** MATERIAL PROVIDED follows **

PR #3952, opened 2024-01-23
Update TLS.kt with docs about coroutineContext parameter

rocketraman:
**Subsystem**
Client/Server, network-tls

**Motivation**
Update docs based on discussion in Slack: https://kotlinlang.slack.com/archives/C0A974TJ9/p1705535602239209.

**Solution**
Add docs explaining that the `coroutineContext` parameter to `tls()` should generally not be a child of the enclosing scope.


e5l (approved):
Hey @rocketraman! 🚀 Thanks for the PR. LGTM

PR #4104, opened 2024-06-27
Update kotlin to 2.0.0 and fix native compilation

e5l:


bjhham:
Looks like TC's hitting some compile problems with the IO stuff.  This may be why I had opted to wait for the kotlinx-io merge originally.

e5l:
It worked locally for me (except Charsets fix). Let me try to reproduce.

e5l:
@bjhham, you're right. We can't suppress new warnings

** End of MATERIAL PROVIDED **

**ABOUT THIS EXERCISE:** Where in the listing does the string "opened" appear? Copy every line that has it.

**ANSWER AREA:**
PR #3952, opened 2024-01-23
PR #4104, opened 2024-06-27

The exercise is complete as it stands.